I went to a lecture recently on pediatric ethics. It was fascinating. There was a recent case in which a 12 year old (I think he was twelve – he was a younger teenager if not) refused cancer treatment and died. His parents had issues earlier in his life and gave him to an aunt to raise. An aunt who happened to be a Jehovah’s Witness. The parents took the aunt to court. They lost, and he died. People die from refusing care all the time. People infect people with HIV all the time too, not just through childbirth.
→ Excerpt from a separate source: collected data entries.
PR #557, opened 2022-04-22
update to a version of rudd that doesn't race

ecordell:
see: https://github.com/authzed/spicedb/runs/6131744750?check_suite_focus=true
and: https://github.com/dalzilio/rudd/pull/1


jzelinskie:
Can we fork these into our own GitHub namespace?

josephschorr (approved):
LGTM

PR #563, opened 2022-04-25
Add a custom analyzers package for custom lint checks

josephschorr:


tools/analyzers/nilvaluecheck/nilvaluecheck.go
```diff
@@ -0,0 +1,130 @@
...
+			inspect := pass.ResultOf[inspect.Analyzer].(*inspector.Inspector)
+
+			nodeFilter := []ast.Node{
+				(*ast.ReturnStmt)(nil),
+				(*ast.DeclStmt)(nil),
+			}
+
+			typePaths := strings.Split(*disalllowedPaths, ",")
+			hasTypePath := func(path string) bool {
+				for _, typePath := range typePaths {
```
jzelinskie, line 41: This looks like it's also stringz.SliceContains

tools/analyzers/nilvaluecheck/nilvaluecheck.go
```diff
@@ -0,0 +1,130 @@
...
+						if foundType == nil {
+							return false
+						}
+
+						resultType := foundType.String()
+						if hasTypePath(resultType) {
+							// Check for a nil result.
+							returnedValue := s.Results[index]
+							if ident, ok := returnedValue.(*ast.Ident); ok {
+								if ident.Name == "nil" {
```
jzelinskie, line 91:
```go
if ident, ok := returnedValue.(*ast.Ident); ok && ident.Name == "nil" {
```

tools/analyzers/nilvaluecheck/nilvaluecheck.go
```diff
@@ -0,0 +1,130 @@
...
+				}
+				return false
+			})
+
+			return nil, nil
+		},
+		Requires: []*analysis.Analyzer{inspect.Analyzer},
+		Flags:    *flagSet,
+	}
+}
```
jzelinskie, line 130: Can we add tests for this?

tools/analyzers/nilvaluecheck/nilvaluecheck.go
```diff
@@ -0,0 +1,130 @@
...
+							return false
+						}
+
+						foundType := pass.TypesInfo.TypeOf(valueSpec.Type)
+						if foundType == nil {
+							return false
+						}
+
+						varType := foundType.String()
+						if len(valueSpec.Values) == 0 && hasTypePath(varType) {
```
jzelinskie, line 112: looks like this catches `var thing *myType`, but not `var thing *mytype = nil` or `var thing *mytype = otherNilVariable`

jzelinskie (changes requested):

tools/analyzers/nilvaluecheck/nilvaluecheck.go
josephschorr: Correct. `var thing *mytype = nil` should be caught by existing lint and to do the `otherNilVariable` would require real flow analysis

tools/analyzers/nilvaluecheck/nilvaluecheck.go
josephschorr: Yeah, I can add some unit tests based on local parsing

jzelinskie (approved):

PR #564, opened 2022-04-26
Add a check on startup for the last released version of SpiceDB

josephschorr:
Can be disabled with the `skip-release-check` flag/env var


pkg/releases/releases.go
```diff
@@ -0,0 +1,79 @@
...
+	// ViewURL is the URL at which the release can be viewed.
+	ViewURL string
+}
+
+// GetLatestRelease returns the latest release of SpiceDB, as reported by the GitHub API.
+func GetLatestRelease(ctx context.Context) (*Release, error) {
+	client := github.NewClient(nil)
+	var current *Release
+
+	// Load the releases from GitHub in a paginated fashion (to not overwhelm the API).
```
vroldanbet, line 37: Did you consider using the API specific to get the latest release instead of iterating over all releases?

https://docs.github.com/en/rest/releases/releases#get-the-latest-release

josephschorr: My concern there was if we published a "fix" release; say we're at 1.6.0 and we publish 1.5.7 as a fix afterwards for some reason. Will GitHub now report 1.5.7 as the "latest" release?

pkg/releases/releases_test.go
```diff
@@ -0,0 +1,17 @@
...
+
+import (
+	"context"
+	"testing"
+
+	"github.com/stretchr/testify/require"
+)
+
+func TestReleases(t *testing.T) {
+	release, err := GetLatestRelease(context.Background())
```
vroldanbet, line 14: I think this test is the _least interesting bit to test_ but also puts it at the mercy of GitHub's availability and thus flakes. Plus is not being a great citizen by having all those CI builds hit GitHub.

I think it would the interesting bits to test IMHO are in `CheckAndLogRunE`, since it's the core logic of this functionality. You could mock `GetLatestRelease` and test the various scenarios on how the spicedb warns the operator about updates.

vroldanbet: overlooked that bit! thank you!

josephschorr: Updated

vroldanbet (approved):
This looks great, thanks for addressing my comments! 🙇🏻

PR #568, opened 2022-04-27
pkg/cmd: catch nil registry initialization

### LINKED ISSUE #567: Bad telemetry initialization shouldn't panic
https://github.com/authzed/spicedb/blob/02e2d53d4424050a65a68afa0be419f0570774b3/pkg/cmd/server/server.go#L287-L290

If this fails, `registry` is nil but we don't exit. Telemetry will later panic attempting to `Gather` from a nil registry unless telemetry is explicitly disabled via the CLI:

```
    panic: runtime error: invalid memory address or nil pointer dereference
    [signal SIGSEGV: segmentation violation code=0x1 addr=0x0 pc=0x61be34]

    goroutine 219 [running]:
    github.com/prometheus/client_golang/prometheus.(*Registry).Gather(0x0)
    	/go/pkg/mod/github.com/prometheus/client_golang@v1.12.1/prometheus/registry.go:419 +0xc4
    github.com/authzed/spicedb/internal/telemetry.discoverTimeseries(0x40004f8600?)
    	/go/src/spicedb/internal/telemetry/reporter.go:89 +0x28
```

jzelinskie:
Fixes #567

### DIFF
--- a/pkg/cmd/server/server.go
+++ b/pkg/cmd/server/server.go
@@ -289,15 +289,10 @@ func (c *Config) Complete() (RunnableServer, error) {
 		log.Warn().Err(err).Msg("unable to initialize telemetry collector")
 	}
 
-	metricsServer, err := c.MetricsAPI.Complete(zerolog.InfoLevel, MetricsHandler(registry))
-	if err != nil {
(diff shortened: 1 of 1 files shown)


ecordell (approved):
LGTM

PR #569, opened 2022-04-28
Fix `datastore-engine` help text

bryanhuhta:
The `datastore-engine` flag doesn't include MySQL as an option, even though it is legal to select. This PR adds it to the example list.

Also, instead of hard-coding all the possible datastores, I sorted the keys in `BuilderForEngine` and displayed them. This way, any new datastore will automatically get added to the options list and there won't be any accidental drift.

Before:

```
--datastore-engine string    type of datastore to initialize ("memory", "postgres", "cockroachdb", "spanner") (default "memory")
```

After:

```
--datastore-engine string    type of datastore to initialize ("cockroachdb", "memory", "mysql", "postgres", "spanner") (default "memory")
```

### DIFF
--- a/pkg/cmd/datastore/datastore.go
+++ b/pkg/cmd/datastore/datastore.go
@@ -4,6 +4,8 @@ import (
 	"context"
 	"errors"
 	"fmt"
+	"sort"
+	"strings"
 	"time"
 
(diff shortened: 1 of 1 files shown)


josephschorr (approved):
LGTM

PR #824, opened 2022-09-16
Use MarshalVT() and UnmarshalVT() everywhere

jzelinskie:
This drops the few remaining places where we used reflection-based protobuf encoding/decoding.

I experimented with adding pooling for namespaces, but lifetimes get tricky with our caching layer. The caching layer should already be getting us most of the benefit of having a pool already.


josephschorr (approved):
LGTM

PR #825, opened 2022-09-17
internal/datastore: use proto.Marshal

jzelinskie:
MarshalVT does not handle empty fields the same.

The following marshals two different ways:

&pb.AllowedRelation{
  RelationOrWildcard: &pb.AllowedRelation_PublicWildcard_{},
}

protobuf: []byte{0x22, 0x0}
vtprotobuf: []byte{}


josephschorr (approved):
LGTM

PR #826, opened 2022-09-17
Add a test for writing and reading back a serialized namespace in the datastores

josephschorr:
This test ensures that the marshal and unmarshal code work together properly for namespaces across all datastores

This is important because we store the namespaces as serialized proto bytes in the datastore namespace tables

### DIFF
--- a/pkg/datastore/test/namespace.go
+++ b/pkg/datastore/test/namespace.go
@@ -5,6 +5,8 @@ import (
 	"errors"
 	"testing"
 
+	"google.golang.org/protobuf/proto"
+
 	"github.com/google/go-cmp/cmp"
 	"github.com/stretchr/testify/require"
 	"google.golang.org/protobuf/testing/protocmp"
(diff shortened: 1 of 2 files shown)


pkg/datastore/test/namespace.go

Again, no one is arguing that screening and intervention are effective and may save lives. What we are arguing is that women still have the right to refuse. Just like anyone else, just like the case I posted about the boy refusing blood transfusions. He died. People die from refusing care all the time. Men walking all over the world can infect other people and kill them eventually with the AIDS virus, but we do not pick one point in their lives (like childbirth) and say “Hey! You need an HIV test before you can get this vital care.” Men in prison infect other men in prison with HIV.
I am sure testing men when the are initially incarcerated and even coming up with an HIV prison and a non HIV prison would do SO much more in preventing the spread of HIV in America than testing moms in labor. Would it be ethical? Not sure. Do they do it? No. As far as I know, they are not testing when they show up or when they leave prison, and the HIV rates there can be in the double digits. So can the rape rates.
The 20 minute test (which I think is a rapid ELISA) and the tests that take longer (Western Blot, etc) are not true indicators of HIV status. I do encourage people to “know their status”, but it isn’t definitive. All HIV tests test antibodies, and only indicate if one has been exposed in a certain window. Someone who has regular exposures (unprotected sex, while pregnant, say…) with anyone, even a spouse they trust, can be exposed at any time. People have sex and lie to their spouse. People use drugs and lie to their spouse. Unless we start hauling in partners (ALL partners, needle sharing and sexual) and require them to submit, no true universal comprehensive testing could occur. A positive partner could infect a negative mother and she could pass it on to the baby, even after birth, if she is breastfeeding.
I think refusals will be extremely rare, and not necessarily among HIV positive individuals. The strong arguments about the effectiveness of preventing transmission would be more persuasive to me if I thought many HIV positive women would refuse.
I hope that people who think that women who are pregnant should lose their rights will always agree with what people who have control over them thinks is best for them and their families. If not, remember this.
I hope that people who disagree with me never have to go through a situation where someone who has control over their families’ health care does not agree with them about what is best. If that is the case, I hope they get the right to make an informed decision, and maybe they will remember this discussion at that time.